EXERCISE AIM ▸ Please transcribe the data exactly, with nothing left out.

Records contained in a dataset
'''

PR #910, opened 2020-09-11
[STCOR-441] Refactor CreateResetPassword to use final-form instead of redux-form

yelyzavetakhokhlova:
[[STCOR-441]](https://issues.folio.org/browse/STCOR-441) Refactor CreateResetPassword to use final-form instead of redux-form

## Purpose 
`CreateResetPassword` should be refactored to use final-from via stripes-final-form instead of redux-form. This will help reduce the number of deprecated libraries in our build, reduce console warnings, and likely provide performance improvements as well.


Vladyslav-Velytskyi (approved):

BogdanDenis (approved):

zburke (approved):
Thank you!

rasmuswoelk (approved):
LGTM. Tested locally but using the snapshot API endpoint.

I noticed some console noise so I pushed a tiny commit to the branch that removes the deprecated `bold`-prop from the `<Headline>` on the success page.

zburke:
Unfortunately, I did not notice when we merged this PR that it introduces a circular dependency between stripes-core and stripes-final-form. We'll either need to revert this PR or issue another one that uses bare-naked final-form/react-final-form without the `stripesFinalForm()` wrapper.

'''

RESULT ▸
PR #910, opened 2020-09-11
[STCOR-441] Refactor CreateResetPassword to use final-form instead of redux-form

yelyzavetakhokhlova:
[[STCOR-441]](https://issues.folio.org/browse/STCOR-441) Refactor CreateResetPassword to use final-form instead of redux-form

## Purpose 
`CreateResetPassword` should be refactored to use final-from via stripes-final-form instead of redux-form. This will help reduce the number of deprecated libraries in our build, reduce console warnings, and likely provide performance improvements as well.


Vladyslav-Velytskyi (approved):

BogdanDenis (approved):

zburke (approved):
Thank you!

rasmuswoelk (approved):
LGTM. Tested locally but using the snapshot API endpoint.

I noticed some console noise so I pushed a tiny commit to the branch that removes the deprecated `bold`-prop from the `<Headline>` on the success page.

zburke:
Unfortunately, I did not notice when we merged this PR that it introduces a circular dependency between stripes-core and stripes-final-form. We'll either need to revert this PR or issue another one that uses bare-naked final-form/react-final-form without the `stripesFinalForm()` wrapper.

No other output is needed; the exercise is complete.